═══ Source material
Issue #5803, opened 2022-05-10
Usage quota doc and user documents have an overlap in ID


mike12345567:
**Describe the bug**
While running test cases locally I noticed in the logs the following:
![image](https://user-images.githubusercontent.com/4407001/167674575-ec910fe4-b8cb-4eba-91eb-0095a1be0956.png)

This appears to be an error coming from PouchDB, it is unable to process one of the documents which is being passed through to a view. This error comes from [this view](https://github.com/Budibase/budibase/blob/7172690bddc64df091c36b3d7fa7398d8f28d42a/packages/backend-core/src/db/views.js#L24) which looks up user IDs by their email address. In this view we have a check `if (doc._id.startsWith("${DocumentTypes.USER}")) { ...` to assert whether or not the document in the global DB is a user document and should therefore be emitted by the view.

The issue is that the `DocumentTypes.USER` is equal to `"us"` and the usage quotas document has an ID of `usage_quota` therefore it overlaps with the user documents and each time it is updated the view attempts to index it and fails.

This isn't critical as Couch will be able to handle this error, but it is likely causing some messages to be logged about it each time it occurs, it won't affect the contents of the view but it should likely be fixed.

As both of these things are in production we would have two options for this:
1. Change the view and come up with a good way to migrate all existing views - realistically the view should be searching for `us_` at the start instead. This is something that we've thought about in the past but haven't had to do yet, the process of migrating all views at once could be very difficult/stressful for the Couch services, it would probably be better to detect the difference when the view is used and fix it if it is not equal.
2. Change the usage quota document ID and migrate existing documents to use the same format, personally I'd rather fix the view as while this is a smaller migration, it doesn't fix the underlying issue. The one reason we might want to do this is to migrate all static documents to use a format like `_usage_quota` so that static documents which don't use the `<document type>_` prefix have their own prefix so that the issue can be avoided in future, as this issue could occur on other views as well, e.g. if you had a static document called `row_count` it would be indexed as a row.

**To Reproduce**
Run any of the test cases in the worker, e.g. `auth.spec.js` and you'll see the error being logged.

PR #6690, opened 2022-07-13
Fixing issue with user email view

mike12345567:
## Description
Adding a mechanism to deprecate a view and replace it with a new one. This issue has been present a while and doesn't actually present as any kind of direct bug, but it could be having an impact on performance at scale, as well as causing erroneous logs during testing and production environments.

Addresses: 
- #5803


NEOLPAR (approved):
LGTM

shogunpurple (approved):
LGTM!

Issue #10594, opened 2023-05-15
[BUDI-7012] Formula Columns Ignore Order in Table on Firefox


shawnweeks:
**Checklist**
- [x] I have searched budibase discussions and github issues to check if my issue already exists

**Hosting**
- Self
  - Method: docker compose
  - Budibase Version: 2.6.8
  - App Version: 2.6.8

**Describe the bug**
When adding a formula based column to a table component the formula column ignores column order and gets placed in the far left side before any buttons. Everything renders in the correct order in Chrome.

**To Reproduce**
Attached application export

**Expected behavior**
Formula columns should behave like any other columns in a table component and respect the order and should not be placed before the buttons.

**Screenshots**
<img width="1267" alt="Screenshot 2023-05-15 at 1 25 41 PM" src="https://github.com/Budibase/budibase/assets/9768773/f29790ac-c424-4f6d-af08-e84e0dc89ad8">

  
**App Export**
[Volunteer-export-1684175287280.tar.gz](https://github.com/Budibase/budibase/files/11480908/Volunteer-export-1684175287280.tar.gz)

**Desktop (please complete the following information):**
 - OS: MacOS
 - Browser Firefox
 - Version 112.0.2

**Additional context**

<sub>[BUDI-7012](https://linear.app/budibase/issue/BUDI-7012/formula-columns-ignore-order-in-table-on-firefox)</sub>

shawnweeks:
Here is the same place in Chrome.

<img width="1291" alt="Screenshot 2023-05-15 at 1 46 45 PM" src="https://github.com/Budibase/budibase/assets/9768773/5ada78ab-9233-4647-96f8-5ac7fa934a5d">

shawnweeks:
Just tested with 2.6.11 as well, same behavior.

shawnweeks:
@melohagan there are still some issues with column ordering, for some reason in this example the column order is getting reversed.

<img width="1294" alt="Screenshot 2023-06-12 at 12 33 34 PM" src="https://github.com/Budibase/budibase/assets/9768773/72fa5671-fbc4-494c-949c-078aea9e005d">

[Column Order Bug-export-1686591266376.tar.gz](https://github.com/Budibase/budibase/files/11726284/Column.Order.Bug-export-1686591266376.tar.gz)

melohagan:
Hey @shawnweeks Thanks for highlighting that. There's an open issue for it here: https://github.com/Budibase/budibase/issues/10689

PR #10627, opened 2023-05-17
Make sure divider fields are left-most

melohagan:
## Description
The column order defined in `Configure columns` was working in Google Chrome, but only because the sort appeared to not be functioning correctly.

The sort order from `Configure columns` was not applied in Firefox because the table component was overriding that order with this field sort.
The field sort has been removed to ensure the user defined order is maintained, however a check is in place to make sure custom fields (components added to a table) appear left-most.

Addresses: 
- https://github.com/Budibase/budibase/issues/10594

## App Export
- See original issue

## Screenshots
Screenshot 2023-05-17 at 14 04 42

Screenshot 2023-05-17 at 14 05 16


PClmnt (approved):

aptkingston (commented):
Removing the ability to honour the order property at all seems a bit dangerous - I'm sure it was added for a reason. Putting the divider leftmost is a good change, but I think I'd prefer to simply update this sorting logic so that it considers `divider` to be the most significant sorting factor, then falling back to the order property.

Issue #10609, opened 2023-05-16
[BUDI-7001] MySQL TIME type column breaks time-only date picker in forms and grid, crashes builder


andz-bb:
**Checklist**

* [X] I have searched budibase discussions and GitHub issues to check if my issue already exists

**Hosting**

* Self
  * Method: docker compose
  * Budibase Version: 2.6.11
  * App Version: 2.6.11

**Describe the bug**
When trying to load a screen with a time-only date picker present, the app preview freezes and the following error appears in the console:

```
Uncaught (in promise) TypeError: Cannot set properties of undefined (setting 'tabIndex')
    at buildMonthSwitch (index.js?v=19f05e52:580:47)
    at jumpToDate (index.js?v=19f05e52:341:13)
    at Object.setDate (index.js?v=19f05e52:1684:9)
    at $$self.$$.update (Flatpickr.svelte:29:7)
    at update (index.mjs:1294:12)
    at flush (index.mjs:1258:17)
```

![image.png](https://uploads.linear.app/7ecfa297-cc77-4fdf-9117-fa5afdb8f908/5bdabaae-afad-48c0-9166-1aa2127139b1/7adecdec-1e7c-4b15-b675-0c6ee2ce5136)

The same issue occurs with the grid view in the data section when trying to work with these MySQL Time type columns.

![image.png](https://uploads.linear.app/7ecfa297-cc77-4fdf-9117-fa5afdb8f908/262fa1de-3df4-4a9a-bddb-2c812f4e637b/3763e806-6427-433b-a468-57e281fede49)

This is a significant issue as in both cases the app preview or builder freezes following the error.

**To Reproduce**
Steps to reproduce the behaviour:

1. Create a MySQL table with a TIME type column
2. Add the MySQL DB as a datasource with the new table
3. Go to the grid view and try to add a record with a value for time
4. The builder will freeze when trying to interact with the time picker. Invalid date is shown.
5. (the time picker control has the same issue in design view)
6. Create a form with a Date picker field linked to the time column
7. Make sure the Date picker is set to Time only
8. Try to load the component or interact with it - the screen freezes with the same error

**Expected behaviour**
Date/time picker component should load for this data type and be usable.

**Additional Context**

[Raised by community member here](https://github.com/Budibase/budibase/discussions/10566)

[...]

PR #10631, opened 2023-05-17
hotfix for time-only date picker problems (reverting flatpickr to previous version)

andz-bb:
@aptkingston already fixed this yesterday but only in develop (#10612). This fix is to add the critical part to master for a quick fix to prevent screens affected by the bug from completely breaking. The rest of the cheeks grid time picker changes are in develop and will be included in the next iteration.

Addresses: 
#10609 

## Documentation


aptkingston (approved):
LGTM!

PR #10635, opened 2023-05-18
Automation panel does not scroll

### LINKED ISSUE #10535: Automation panel does not scroll
**Checklist**

**Hosting**
- Self
  - Method: docker compose
  - Budibase Version: 2.6.8
  - App Version: 2.6.8

**Describe the bug**
You cannot scroll in the automation side panel

**To Reproduce**
1. Create an app
2. Create at least 5 automatons
3. Resize the screen so some of the automatons aren't visible
4. You cannot scroll down to see them

**Expected behavior**
I am able to scroll

**Screenshots**
panel

 - OS: Windows 10
 - Browser Edge
 - Version 113.0.1774.35

gitstart:
Fixes https://github.com/Budibase/budibase/issues/10535
#### Demo

https://github.com/GitStartHQ/client-budibase/assets/68722497/1f4f9a7b-c0b6-480c-af3f-bfedb4179f1c

---
This code was written and reviewed by GitStart Community. Growing great engineers, one PR at a time.

### DIFF
--- a/packages/builder/src/components/design/Panel.svelte
+++ b/packages/builder/src/components/design/Panel.svelte
@@ -58,6 +58,7 @@
     justify-content: flex-start;
     align-items: stretch;
     transition: width 130ms ease-out;
+    overflow: hidden;
   }
   .panel.borderLeft {
     border-left: var(--border-light);
--- a/packages/builder/src/pages/builder/app/[application]/automate/_layout.svelte
+++ b/packages/builder/src/pages/builder/app/[application]/automate/_layout.svelte
@@ -32,9 +32,7 @@
 
 <!-- routify:options index=3 -->
 <div class="root">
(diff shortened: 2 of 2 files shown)


aptkingston:
Hi! Thanks for the contribution. Your change does fix the issue, but there's actually a simpler change which fixes a few similar scroll issues as well.

Inside `packages/builder/src/components/design/Panel.svelte` we just need to add `overflow: hidden` to the `.panel` selector. Our `Panel` component is intended to scroll (and sets `overflow: auto` on the `.body` selector), but without hiding overflow in the parent selector it doesn't work as intended, so that's the real bug here!

If you'd like to update this PR to just include that change instead then I'm still happy to merge your PR rather than making that change internally.

gitstart:

PR #10659, opened 2023-05-22
Datasource+ table fetching API

mike12345567:
## Description
This introduces a new API endpoint for datasource+ types, which allows retrieving the list of tables which are available within the datasource.

This does not attempt to retrieve any information about the schema of each of the tables, as this is strictly for determining which tables are of interest - we should not retrieve any information beyond what is required to confirm with the user the tables they need.

I've also introduced a new feature flag which can be used for determining whether or not the datasource supports the table fetching feature - this can be assumed for all datasource+ databases, but this could change in future (some DS+ might not be able to do this).

I've also added some more test cases for this, using the new API endpoint `GET /api/datasources/:datasourceId/tables` as well as some basic test cases for the connection verification API `/api/datasources/verify` - these will run as part of CI against Postgres.

### DIFF
--- a/packages/server/src/api/controllers/datasource.ts
+++ b/packages/server/src/api/controllers/datasource.ts
@@ -21,7 +21,7 @@ import {
   CreateDatasourceRequest,
   VerifyDatasourceRequest,
   VerifyDatasourceResponse,
-  FetchTablesDatasourceResponse,
+  FetchDatasourceInfoResponse,
   IntegrationBase,
   DatasourcePlus,
 } from "@budibase/types"
@@ -154,8 +154,8 @@ export async function verify(
   }
 }
 
-export async function fetchTables(
-  ctx: UserCtx<void, FetchTablesDatasourceResponse>
+export async function information(
+  ctx: UserCtx<void, FetchDatasourceInfoResponse>
 ) {
   const datasourceId = ctx.params.datasourceId
   const datasource = await sdk.datasources.get(datasourceId, { enriched: true })
--- a/packages/server/src/api/controllers/datasource.ts
+++ b/packages/server/src/api/controllers/datasource.ts
@@ -154,7 +154,7 @@ export async function verify(
   }
 }
 
-export async function tables(
+export async function fetchTables(
   ctx: UserCtx<void, FetchTablesDatasourceResponse>
 ) {
   const datasourceId = ctx.params.datasourceId
--- a/packages/server/src/api/controllers/datasource.ts
+++ b/packages/server/src/api/controllers/datasource.ts
@@ -163,9 +163,9 @@ export async function fetchTables(
   if (!connector.getTableNames) {
     ctx.throw(400, "Table name fetching not supported by datasource")
   }
-  const tables = await connector.getTableNames()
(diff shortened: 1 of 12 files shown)


packages/server/src/api/controllers/datasource.ts
```diff
@@ -21,6 +21,7 @@ import {
   CreateDatasourceRequest,
   VerifyDatasourceRequest,
   VerifyDatasourceResponse,
+  FetchTablesDatasourceResponse,
```
Rory-Powell, line 24: `FetchDatasourceTablesResponse`? As tables belong to datasource

packages/server/src/integrations/googlesheets.ts
```diff
@@ -240,6 +243,11 @@ class GoogleSheetsIntegration implements DatasourcePlus {
     }
   }
 
+  getTableNames(): Promise<string[]> {
+    // TODO: implement
```
Rory-Powell, line 247: Remove todo?

packages/server/src/api/controllers/datasource.ts
```diff
@@ -153,6 +154,21 @@ export async function verify(
   }
 }
 
+export async function fetchTables(
```
Rory-Powell, line 157: Now we will have:

```ts
/api/datasources/:id:tables -> datasourceController#fetchTables
```
and
```ts
/api/tables -> tableController#fetch
```

Personally I feel like these entities are so similar it's not worth splitting like this, it'll likely be confusing why both exist.


Preference would be to augment the existing tables endpoint instead, to make it smarter so that we can query by datasource.
```ts
/api/tables?datasourceId=<id>
```

 If the `schema` is a problem we can make it optional. or use another param `noSchema` to make it more obvious.

adrinr: It's actually confusing, but I think they are different and maybe we should rename some. AFAIK, `/tables` are the the tables that a specific datasource has in budibase, while this new `/datasource/tables` are the tables available on the actual source

packages/server/src/integrations/oracle.ts
```diff
@@ -323,6 +326,17 @@ class OracleIntegration extends Sql implements DatasourcePlus {
     this.schemaErrors = final.errors
   }
 
+  async getTableNames() {
+    const columnsResponse = await this.internalQuery<OracleColumnsResponse>({
+      sql: this.COLUMNS_SQL,
+    })
+    if (!columnsResponse.rows) {
```
adrinr, line 333: Is this `if` not redundant?

packages/server/src/api/controllers/datasource.ts
mike12345567: Yes these are very different endpoints - the fetch tables really is just getting the table names - I wasn't really sure how to demonstrate that.

Perhaps a better name for this would be `information` - which retrieves initial information about the datasource+ connection, like what is available.

mike12345567: This has been updated to an `info` endpoint - to reflect its relatively unrelated to all other table endpoints.

adrinr (approved):

PR #10684, opened 2023-05-24
Chore - Explicit type checks

adrinr:
## Description
Make type checks of the esbuild built projects more explicit

### DIFF
--- a/.github/workflows/budibase_ci.yml
+++ b/.github/workflows/budibase_ci.yml
@@ -28,7 +28,7 @@ jobs:
         with:
           node-version: 14.x
           cache: "yarn"
-      - run: yarn
+      - run: yarn install --frozen-lockfile
       - run: yarn lint
 
   build:
@@ -43,7 +43,7 @@ jobs:
         with:
           node-version: 14.x
           cache: "yarn"
-      - run: yarn
+      - run: yarn install --frozen-lockfile
       # Run build all the projects
       - run: yarn nx run-many -t=build
       # Check the types of the projects built via esbuild
@@ -61,7 +61,7 @@ jobs:
         with:
           node-version: 14.x
           cache: "yarn"
-      - run: yarn
+      - run: yarn install --frozen-lockfile
       - run: yarn test --ignore=@budibase/worker --ignore=@budibase/server --ignore=@budibase/pro
       - uses: codecov/codecov-action@v3
         with:
@@ -81,7 +81,7 @@ jobs:
         with:
           node-version: 14.x
           cache: "yarn"
-      - run: yarn
+      - run: yarn install --frozen-lockfile
       - run: yarn test --scope=@budibase/worker --scope=@budibase/server
       - uses: codecov/codecov-action@v3
         with:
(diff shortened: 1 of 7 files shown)


.github/workflows/budibase_ci.yml
```diff
@@ -44,7 +44,10 @@ jobs:
           node-version: 14.x
           cache: "yarn"
       - run: yarn
-      - run: yarn nx run-many -t=build --configuration=production
+      # Run build all the projects
+      - run: yarn nx run-many -t=build
```
Rory-Powell, line 48: `types`, `backend-core` etc, looks like they still use `tsc`. Does that mean we'll still have potentially slower build times on those packages?

adrinr: Yes, these packages still use tsc, so we have the same performance as before. The `configuration=production` has only effect if using `nx/esbuild`, for this I removed it into the package itself as the pipeline should not be aware of this things, otherwise we will run into issues. I actually already got some issues that I missed adding the checks to `server`, as I needed to remove the `nx/esbuild` from there because of vite.

package.json
```diff
@@ -33,6 +33,7 @@
     "bootstrap": "./scripts/bootstrap.sh  && ./scripts/link-dependencies.sh",
     "build": "yarn nx run-many -t=build",
     "build:dev": "lerna run --stream prebuild && yarn nx run-many --target=build --output-style=dynamic --watch --preserveWatchOutput",
+    "check:types": "lerna run check:types",
```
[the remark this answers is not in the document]
adrinr: The normal build already checks its types, so I did not want to duplicate steps. Maybe it would be cleaner to add the `check:types` to all the packages, but then it would be incoherent with the "non-typed" packages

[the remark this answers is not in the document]
Rory-Powell: However that might not be possible, the type checking for a module that relies on another module would always require that `.d.ts` files have been produced

.github/workflows/budibase_ci.yml
```diff
@@ -44,7 +44,10 @@ jobs:
...
+      # Check the types of the projects built via esbuild
+      - run: yarn check:types
```
Rory-Powell, line 50: Should we run the type check before the build, in case any artifact is ever produced by the type checking that would interfere with the `dist` dir

adrinr: `yarn check:types` might also produce dist folders, as it will need packages like `string-templates` to be built

package.json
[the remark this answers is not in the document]
Rory-Powell: One option might be to use a top level file `tsconfig.json`

```json
{
  "references": [
    { "path": "./packages/types" },
    { "path": "./packages/backend-core" },
    { "path": "./packages/server" },
    { "path": "./packages/worker" }
   ...etc
  ],
  "files" :[]
}
```

As the target for `tsc -p`. This would run the typescript build in order for all the dependencies listed. Provided that the `references` of each sub `package.json` includes the packages that are depended on. 

This file is currently in master, although it looks to have been removed in `develop`. This is actually a required file for `yarn build:dev`

.github/workflows/budibase_ci.yml
adrinr: Yes, we will be moving them over now that everything works fine. The preference was worker and server, because doing this we can now achieve npm-less docker images

adrinr:
Some of these changes have already been done via other PRs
══════
**What to work on**. Wherever the string "application" appears in the records, copy the whole line.

**Solved problem**.
Attached application export
--- a/packages/builder/src/pages/builder/app/[application]/automate/_layout.svelte
+++ b/packages/builder/src/pages/builder/app/[application]/automate/_layout.svelte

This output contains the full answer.